▶ Exercise objective: Reproduce all entries precisely, down to the last character.

▶ Dataset extract:

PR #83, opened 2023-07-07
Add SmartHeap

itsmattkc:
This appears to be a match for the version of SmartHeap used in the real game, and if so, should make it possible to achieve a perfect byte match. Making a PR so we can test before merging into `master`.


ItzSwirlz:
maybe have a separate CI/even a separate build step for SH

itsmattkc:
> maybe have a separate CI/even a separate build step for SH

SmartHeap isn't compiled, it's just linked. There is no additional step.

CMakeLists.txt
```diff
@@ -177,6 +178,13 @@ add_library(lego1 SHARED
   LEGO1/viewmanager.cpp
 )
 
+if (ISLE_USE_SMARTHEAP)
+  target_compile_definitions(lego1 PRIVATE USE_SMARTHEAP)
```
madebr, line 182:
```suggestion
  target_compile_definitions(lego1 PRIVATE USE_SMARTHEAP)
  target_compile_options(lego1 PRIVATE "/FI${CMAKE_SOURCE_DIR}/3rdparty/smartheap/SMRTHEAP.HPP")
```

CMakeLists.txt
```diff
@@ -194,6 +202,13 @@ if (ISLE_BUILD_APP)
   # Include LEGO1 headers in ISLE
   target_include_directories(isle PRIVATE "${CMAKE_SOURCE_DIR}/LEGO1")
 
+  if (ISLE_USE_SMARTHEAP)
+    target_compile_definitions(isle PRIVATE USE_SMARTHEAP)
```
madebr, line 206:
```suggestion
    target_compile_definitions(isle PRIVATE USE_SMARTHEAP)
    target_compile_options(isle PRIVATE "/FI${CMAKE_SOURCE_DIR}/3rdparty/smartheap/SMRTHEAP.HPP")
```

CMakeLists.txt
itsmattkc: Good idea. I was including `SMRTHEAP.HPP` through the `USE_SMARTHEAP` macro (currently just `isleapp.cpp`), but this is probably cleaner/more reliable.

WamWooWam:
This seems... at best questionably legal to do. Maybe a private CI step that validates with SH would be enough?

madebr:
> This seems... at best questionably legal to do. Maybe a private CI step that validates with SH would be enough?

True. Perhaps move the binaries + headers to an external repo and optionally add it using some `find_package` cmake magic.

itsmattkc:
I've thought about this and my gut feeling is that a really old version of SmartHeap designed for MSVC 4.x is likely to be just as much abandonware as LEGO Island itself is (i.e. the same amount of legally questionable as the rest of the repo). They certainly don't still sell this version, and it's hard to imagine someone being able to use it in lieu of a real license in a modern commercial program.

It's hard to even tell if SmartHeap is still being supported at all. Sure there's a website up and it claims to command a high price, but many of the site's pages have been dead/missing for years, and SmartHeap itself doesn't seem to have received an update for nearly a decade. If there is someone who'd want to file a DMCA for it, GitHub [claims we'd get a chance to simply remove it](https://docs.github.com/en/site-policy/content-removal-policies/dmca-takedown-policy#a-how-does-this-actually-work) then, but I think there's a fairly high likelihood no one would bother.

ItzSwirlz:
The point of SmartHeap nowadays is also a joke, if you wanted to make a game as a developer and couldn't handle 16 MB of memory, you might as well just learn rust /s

▶ Written response:
PR #83, opened 2023-07-07
Add SmartHeap

itsmattkc:
This appears to be a match for the version of SmartHeap used in the real game, and if so, should make it possible to achieve a perfect byte match. Making a PR so we can test before merging into `master`.


ItzSwirlz:
maybe have a separate CI/even a separate build step for SH

itsmattkc:
> maybe have a separate CI/even a separate build step for SH

SmartHeap isn't compiled, it's just linked. There is no additional step.

CMakeLists.txt
```diff
@@ -177,6 +178,13 @@ add_library(lego1 SHARED
   LEGO1/viewmanager.cpp
 )
 
+if (ISLE_USE_SMARTHEAP)
+  target_compile_definitions(lego1 PRIVATE USE_SMARTHEAP)
```
madebr, line 182:
```suggestion
  target_compile_definitions(lego1 PRIVATE USE_SMARTHEAP)
  target_compile_options(lego1 PRIVATE "/FI${CMAKE_SOURCE_DIR}/3rdparty/smartheap/SMRTHEAP.HPP")
```

CMakeLists.txt
```diff
@@ -194,6 +202,13 @@ if (ISLE_BUILD_APP)
   # Include LEGO1 headers in ISLE
   target_include_directories(isle PRIVATE "${CMAKE_SOURCE_DIR}/LEGO1")
 
+  if (ISLE_USE_SMARTHEAP)
+    target_compile_definitions(isle PRIVATE USE_SMARTHEAP)
```
madebr, line 206:
```suggestion
    target_compile_definitions(isle PRIVATE USE_SMARTHEAP)
    target_compile_options(isle PRIVATE "/FI${CMAKE_SOURCE_DIR}/3rdparty/smartheap/SMRTHEAP.HPP")
```

CMakeLists.txt
itsmattkc: Good idea. I was including `SMRTHEAP.HPP` through the `USE_SMARTHEAP` macro (currently just `isleapp.cpp`), but this is probably cleaner/more reliable.

WamWooWam:
This seems... at best questionably legal to do. Maybe a private CI step that validates with SH would be enough?

madebr:
> This seems... at best questionably legal to do. Maybe a private CI step that validates with SH would be enough?

True. Perhaps move the binaries + headers to an external repo and optionally add it using some `find_package` cmake magic.

itsmattkc:
I've thought about this and my gut feeling is that a really old version of SmartHeap designed for MSVC 4.x is likely to be just as much abandonware as LEGO Island itself is (i.e. the same amount of legally questionable as the rest of the repo). They certainly don't still sell this version, and it's hard to imagine someone being able to use it in lieu of a real license in a modern commercial program.

It's hard to even tell if SmartHeap is still being supported at all. Sure there's a website up and it claims to command a high price, but many of the site's pages have been dead/missing for years, and SmartHeap itself doesn't seem to have received an update for nearly a decade. If there is someone who'd want to file a DMCA for it, GitHub [claims we'd get a chance to simply remove it](https://docs.github.com/en/site-policy/content-removal-policies/dmca-takedown-policy#a-how-does-this-actually-work) then, but I think there's a fairly high likelihood no one would bother.

ItzSwirlz:
The point of SmartHeap nowadays is also a joke, if you wanted to make a game as a developer and couldn't handle 16 MB of memory, you might as well just learn rust /s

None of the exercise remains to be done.